By far the most common use of GPs is in regression. Here, the observations correspond to noisy realisations from an unknown latent function that is assumed to be drawn from a GP prior. To obtain a conjugate GP posterior distribution on the latent function, the observation noise is usually assumed to be Gaussian. While assuming Gaussian observation noise makes the posterior tractable, it also makes inferences non-robust. In particular, Gaussian noise makes GPs highly susceptible to extreme values, heterogeneities, and outliers. In many real-world applications and data sets, the presence of outliers is almost inevitable. They can occur for a variety of different reasons, including due to faulty measurements, broken sensors, extreme weather events, stock market sell-offs, or genetic mutations.

Existing Work

The lack of robustness in GPs is a well-known fundamental challenge for their widespread application, and a number of methods have been proposed to address this. Broadly, these fall into two categories. The first replaces the Gaussian measurement error with more heavy-tailed error distributions such as Student’s t [Jylänki et al., 2011, Ranjan et al., 2016], Laplace [Kuss, 2006], Huber densities [Algikar and Mili, 2023], data-dependent noise [Goldberg et al., 1997], or mixture distributions [Naish-Guzman and Holden, 2007, Stegle et al., 2008, Daemi et al., 2019, Lu et al., 2023]. Heavy tails allow these distributions to better accommodate outliers, rendering them more robust to corruptions. Their main limitation lies in their computational cost, as abandoning Gaussian noise nullifies one key advantage of GPs: conjugacy. As a consequence, these techniques rely on approximations via variational methods or Markov chain Monte Carlo. This decreases their accuracy while increasing computational costs. The second set of approaches consists in removing outlying observations before using a standard GP with Gaussian noise [Li et al., 2021, Park et al., 2022, Andrade and Takeda, 2023]. While such approaches use conjugacy, it can be challenging to detect outliers in irregularly spaced data or higher dimensions.

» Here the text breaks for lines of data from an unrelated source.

PR #844, opened 2019-09-29
Fix on wrong error raise in DataFrame.fillna

charlesdong1991:
https://github.com/databricks/koalas/blob/7ee2a8dff3d61f2fe66f85385bc5af20d2f154f5/databricks/koalas/frame.py#L3534

seems this line won't be touched, and the reason it still passed tests is because it triggered the `Series.fillna()` error raise mechanism in the `else` below.

### DIFF
--- a/databricks/koalas/frame.py
+++ b/databricks/koalas/frame.py
@@ -3531,8 +3531,6 @@ defaultdict(<class 'list'>, {'col..., 'col...})]
                 axis = 0
             if not (axis == 0 or axis == "index"):
                 raise NotImplementedError("fillna currently only works for axis=0 or axis='index'")
-            if (value is None) and (method is None):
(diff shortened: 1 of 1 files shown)


HyukjinKwon:
Thanks. Looks good but can we add a simple test @charlesdong1991?

charlesdong1991:
i think there is a test already there:

https://github.com/databricks/koalas/blob/7ee2a8dff3d61f2fe66f85385bc5af20d2f154f5/databricks/koalas/tests/test_dataframe.py#L513

but this triggered the error raising in `Series.fillna`. Do you still want a test? I could add one quickly @HyukjinKwon

HyukjinKwon:
Ah, gotya. LGTM

Issue #834, opened 2019-09-27
Understanding Groupbyapply


Devarsh-UTD:
Hello there, firstly thank you for such an amazing package that bridges the gap between Pandas and PySpark. 
I started using koalas approximately 1 week back and everything was intuitive till the time i stumbled upon `koalas.Groupby.Apply`. 

Code:
```
if __name__ == '__main__':

        ks_df = ks.DataFrame(features_data)
        ks_df_info_abt_train = ks_df.groupby(['div_nbr', 'store_nbr']).apply(_koalas_train)
        
        def _koalas_train(frame):
                  out_frame = frame.copy()
                  out_frame = frame['trans_type_value'].sum()
                  return out_frame
```
Here features_data is a  pd.Dataframe.

Output from Koalas.Groupby.Apply:

![Screen Shot 2019-09-27 at 2 27 26 PM](https://user-images.githubusercontent.com/33138515/65793013-f2d26580-e132-11e9-9a39-9e0fecb5bd3f.png)

Output from Pandas.Groupby.Apply:
![Screen Shot 2019-09-27 at 2 30 13 PM](https://user-images.githubusercontent.com/33138515/65793255-65dbdc00-e133-11e9-8cde-d47aed06ce3b.png)

As you can see, the output from pandas Groupby apply is as expected, but the output from Koalas Groupby apply is not right. Could you guid me towards the right direction by pointing out any logical mistake that i might have made or anything else. 
Thank you once again.

Koalas version - 0.18.0 
Pandas version - 0.23.4
PySpark -  2.4.3

harupy:
The issue is the code I highlighted below in `Groupby.apply` ([link](https://github.com/databricks/koalas/blob/1c11cc71f1710325f8ee2911f4f78a57940205c4/databricks/koalas/groupby.py#L819-L828)).

```
if should_infer_schema:
    # Here we execute with the first 1000 to get the return type.
    # If the records were less than 1000, it uses pandas API directly for a shortcut.
    limit = get_option("compute.shortcut_limit")
    pdf = self._kdf.head(limit + 1)._to_internal_pandas()
    
    ##### This line is causing the issue #####
    pdf = pdf.groupby(input_groupnames).apply(func)

    kdf = DataFrame(pdf)
    return_schema = kdf._sdf.schema
    if len(pdf) <= limit:
        return kdf
```

[...]

PR #845, opened 2019-09-30
Infer type for transform and apply in Series, and applymap in DataFrame

HyukjinKwon:
This PR adds the type inference for:

- `transform` in Series
- `apply` in Series
- `applymap` in DataFrame

Note that this PR intentionally does not implement shortcut to avoid the operations on different DataFrames. Maybe we should add different configuration to indicate the sample size for type inference.

### DIFF
--- a/databricks/koalas/frame.py
+++ b/databricks/koalas/frame.py
@@ -828,11 +828,16 @@ class DataFrame(_Frame, Generic[T]):
         This method applies a function that accepts and returns a scalar
         to every element of a DataFrame.
 
-        .. note:: unlike pandas, it is required for `func` to specify return type hint.
-            See https://docs.python.org/3/library/typing.html. For instance, as below:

Outlier detection also tends to be computationally costly, and often requires estimating large numbers of parameters.

In this paper, we propose a new and third way to achieve robustness that uses generalised Bayesian inference [see e.g. Bissiri et al., 2016, Jewson et al., 2018, Knoblauch et al., 2022]. In doing so, we significantly improve upon an earlier attempt in this direction due to Knoblauch [2019] that was applicable only for variational deep GPs, lacked closed form solutions, and was based on hyperparameters that were difficult to choose. In line with the ideas of generalised Bayesian methods, we will not modify the Gaussian noise model. Instead, we change how information is assimilated, and leverage robust loss functions instead of robust error models.

Contributions

This paper proposes a novel robust and conjugate Gaussian process (RCGP) inspired by a generalised Bayesian inference scheme proposed in Altamirano et al. [2023]. The posteriors rely on a generalised form of score matching [Hyvärinen, 2006, Barp et al., 2019], which effectively down-weights outlying observations. The resulting inference resolves the trade-off between robustness and computation inherent in existing methods: it is robust in the sense of Huber [1981] while retaining closed form solutions for both its posterior and posterior predictive. Additionally—and unlike other robust GPs—RCGPs can easily be plugged into various GP techniques such as sparse variational GPs [Titsias, 2009, Hensman et al., 2013], deep GPs [Damianou and Lawrence, 2013], multi-output GPs [Bonilla et al., 2007], and Bayesian optimisation [Shahriari et al., 2015]. Finally, even in settings where robustness is not required, our experiments show that RCGPs performs as well as standard GPs—raising the possibility that RCGPs may become a preferred default choice over GPs in the future.